How to Spot a Rude Neighbor

The houses in my neighborhood were erected over 100 years ago, which is to say before most families owned cars and before the craze of “talkies” invaded the silver screen. Parking in the street is therefore a precious commodity since most houses do not have driveways. Ever since the new rude neighbors moved in across the street there has steadfastly been an impenetrable wall of massive navy truck parked in front of my house such that I can’t park in front of my own house. I’m a reasonable person. I don’t hold grudges. I’m more direct and less inclined to leave a passive-aggressive note on their windshield threatening to key their car because they didn’t learn the number one rule of being a good neighbor. I will eventually twist off one day and ask the neighbors politely if they could park so I might access the fucking walkway to my house, but until then I’m going to stew for a bit and make fun of rude people on the internet. You, readers, are my virtual therapist, and I thank you for that.

rude neighbors

It isn’t the fact that they park in front of my house and block access to my walkway on an almost constant basis that sends me into orbit. If there weren’t any available spots on the street in front of their own house, then by all means park in front of mine, albeit don’t block access to my house-to-street sidewalk. The rub is from the fact that they don’t park in front of their own house. Like they don’t want to crap-up or low-rent how their house looks from the street. That self-centeredness drives me IN-SANE. My next door neighbors had a dumpster set in front of their house for over a month which abutted our property. That dumpster didn’t bother me one bit. The dumpster had a purpose and was not a rude physical reminder of how douchey neighbors can be. The neighbor on the other side has a 40 ft. tall bamboo forest in his back yard and routinely has guitar jams, but he is responsible about both. Approach matters.

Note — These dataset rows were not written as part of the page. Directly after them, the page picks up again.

PR #3140, opened 2026-06-09
feat(engine): use random UUID v4 for strong IDs

hauptmedia:
## Summary

This PR backports the EximeeBPMS switch from time/MAC-based UUID v1 generation to random UUID v4 generation.

It changes `StrongUuidGenerator` to use `UUID.randomUUID()` and adapts tests that implicitly relied on UUID-v1 ordering by querying jobs/activity results explicitly or order-independently. The existing UUID concurrency test is also updated so it now exercises `StrongUuidGenerator` directly and asserts that generated IDs are UUID v4 values.

## Change unit

- `627` [eximeebpms:751bd7925cae] Replaced the current time-based UUID (v1) generation in StrongUuidGenerator with random UUID v4 (EximeeBPMS/eximeebpms#117)

## Attribution

Backported-adapted from EximeeBPMS commit `751bd7925cae3a4c5efa4598b59d113589810fcc`.

Original PR: https://github.com/EximeeBPMS/eximeebpms/pull/117

Original author: Robert Mastalerek <robert.mastalerek@gmail.com>

## Reviewer notes

This changes runtime ID semantics from time-based UUIDs to random UUIDs. The dependency cleanup for `com.fasterxml.uuid:java-uuid-generator` is intentionally left for explicit review, because the dependency is still referenced in several modules beyond the engine class changed here.

## Verification

- `./mvnw -pl engine -Dtest=UuidGeneratorTest,QueryByIdAfterTest test -Dskip.frontend.build=true`
- `./mvnw -pl test-utils/assert/core -Dtest=ProcessInstanceAssertJobTest test -Dskip.frontend.build=true`
- `./mvnw -pl webapps/assembly -Dtest=ProcessInstanceResourceTest test -Dskip.frontend.build=true`

### DIFF
--- a/engine/src/main/java/org/operaton/bpm/engine/impl/persistence/StrongUuidGenerator.java
+++ b/engine/src/main/java/org/operaton/bpm/engine/impl/persistence/StrongUuidGenerator.java
@@ -16,36 +16,18 @@
  */
 package org.operaton.bpm.engine.impl.persistence;
 
-import com.fasterxml.uuid.EthernetAddress;
-import com.fasterxml.uuid.Generators;
-import com.fasterxml.uuid.impl.TimeBasedGenerator;
+import java.util.UUID;
 
 import org.operaton.bpm.engine.impl.cfg.IdGenerator;
 
 /**
- * {@link IdGenerator} implementation based on the current time and the ethernet
- * address of the machine it is running on.
- *
- * @author Daniel Meyer
+ * Secure random UUID (v4) based {@link IdGenerator}.
  */
 public class StrongUuidGenerator implements IdGenerator {
 
-  // different ProcessEngines on the same classloader share one generator.
-  protected static TimeBasedGenerator timeBasedGenerator;
-
-  public StrongUuidGenerator() {
-    ensureGeneratorInitialized();
-  }
-
-  protected synchronized void ensureGeneratorInitialized() {
-    if (timeBasedGenerator == null) {
-      timeBasedGenerator = Generators.timeBasedGenerator(EthernetAddress.fromInterface());
-    }
-  }
-
   @Override
   public String getNextId() {
-    return timeBasedGenerator.generate().toString();
+    return UUID.randomUUID().toString();
   }
 
 }
--- a/engine/src/test/java/org/operaton/bpm/engine/test/concurrency/UuidGeneratorTest.java
+++ b/engine/src/test/java/org/operaton/bpm/engine/test/concurrency/UuidGeneratorTest.java
@@ -18,12 +18,13 @@ package org.operaton.bpm.engine.test.concurrency;
 
 import java.util.ArrayList;
 import java.util.List;
+import java.util.UUID;
 import java.util.concurrent.ConcurrentSkipListSet;
 
-import com.fasterxml.uuid.EthernetAddress;
-import com.fasterxml.uuid.Generators;
-import com.fasterxml.uuid.impl.TimeBasedGenerator;
 import org.junit.jupiter.api.Test;
+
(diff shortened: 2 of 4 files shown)


kthoms:
Combine the 2 AfterEach methods in ProcessInstanceResourceTest to a single one as we are on it to resolve the Sonar warning

javahippie:
I wonder what the reasoning for this change is?

UUID v1 is partially ordered, because it's time based. Using UUID v4 could hit the database performance, because they are completely random. I understand that this made the UUID (somewhat) predictable, but this change has performance considerations. They are now randomly inserted into the b tree, and writes into the index might become more expensive. This could increase the write times for history tables measureabily. As these are transactional, it might affect all writes.

If we really see the predictability of v1 UUIDs as an issue (id shouldn't be exposed / publicly accessible anyways), we should consider if v4 is the way to go, or other UUID schemas would match better. UUIDv7 seems to be a strong contender to solve both issues

hauptmedia:
I ran a focused PostgreSQL benchmark for the UUID v1 -> UUID v4 concern raised above.

Benchmark setup:

- PostgreSQL 17.10 via Testcontainers / Docker Desktop
- Operaton-like primary key shape: `ID_ varchar(64) not null primary key`
- Same table payload for both runs, same JDBC batch size (`1,000`)
- UUIDs were pre-generated outside the timed section, so the timing mostly measures the database insert / PK index behavior
- This is a synthetic benchmark that isolates the B-tree primary-key effect; it is not an end-to-end engine workload benchmark

Result with 250,000 inserted rows per strategy:

```text
ID pattern        duration   rows/s    table     pk index   leaf density   leaf fragmentation
UUID v1 ordered    1.894s   132,028   48.8 MiB   14.1 MiB        90.0%              0.0%
UUID v4 random     2.391s   104,550   48.8 MiB   18.5 MiB        68.9%             50.0%
```

Ratios from that run:

- UUID v4 insert duration was `1.26x` UUID v1
- UUID v4 primary-key index size was `1.31x` UUID v1

So the benchmark supports the concern: random UUID v4 inserts produced a visibly less dense and more fragmented PostgreSQL B-tree index, and insert throughput was lower in this isolated workload. The effect is measurable even though the table data size is identical.

Command used:

```bash
./mvnw -pl engine -Ppostgresql -Dtest=PostgreSqlUuidPrimaryKeyInsertBenchmarkTest \
  -Doperaton.uuidBenchmark.enabled=true -Doperaton.uuidBenchmark.rows=250000 \
  test -Dskip.frontend.build=true
```

I also verified that the benchmark is opt-in only; without `-Doperaton.uuidBenchmark.enabled=true` it is skipped.

hauptmedia:
Based on the PostgreSQL benchmark results, I would suggest rejecting this change. The switch from time-based UUID v1 to random UUID v4 introduces a measurable performance trade-off for primary-key inserts: in the isolated PostgreSQL benchmark, UUID v4 inserts were ~1.26x slower and produced a ~1.31x larger primary-key index with significantly higher B-tree fragmentation.

I also do not see a sufficiently strong security argument in the PR description to justify that trade-off. Predictable IDs alone should not grant access to protected resources; in correctly configured deployments, authorization checks should prevent unauthorized access.

If avoiding UUID v1 predictability is a goal, I think we should consider a time-ordered alternative such as UUIDv7 instead of moving directly to fully random UUIDv4.

javahippie:
Thanks for running the benchmarks, that's really helpful! I'd agree with your conclusions 100%

hauptmedia:
Reject, see remarks from https://github.com/operaton/operaton/pull/3140#issuecomment-4728031352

The primary dark blue Monster Truck the neibs park in front of my house (they have two trucks as best I can tell) is larger than the dumpster was. It’s freaking ENORMOUS. It may not look enormous in this photo, but trust me when I say it spans half the length of the curb in front of my house. The tires are taller than my elementary/middle school aged children. You could squeeze thirty illegals into this truck. At least that would give it a purpose I could understand. There must be some serious over-compensating going on with the ownership of such a monstrosity. To prove it’s member-enhancing magical testosterone equalities, it is a full-size Ford  F-350 Super Duty Lariat, V-8 turbo diesel, F X 4 Offroad, 6.7 Power stroke. It’s the Ambercrombie & Fitch homo-erotic truck which wet dreams are made of. Which is to admit I have no idea how to relate to it other than to bristle and mumble inane epithets about it’s evil vehicular cousin, Christine. Or  perhaps its automobile brother from Stephen King’s Maximum Overdrive in which uppity tractor-trailers try to kill off the humans. I realize that I’m irritated by the humans parking the trucks and not the trucks themselves, but as I never see those people and I get to stare at the rotting blue auto caucuses day-in/day-out, I have developed an irrational reaction to the sight of them. “Fuckers!”

If that Truck-o-Rama ends up with immovable truck nuts/novelty testicles welded to the bumper, I officially have no idea how they might have gotten there.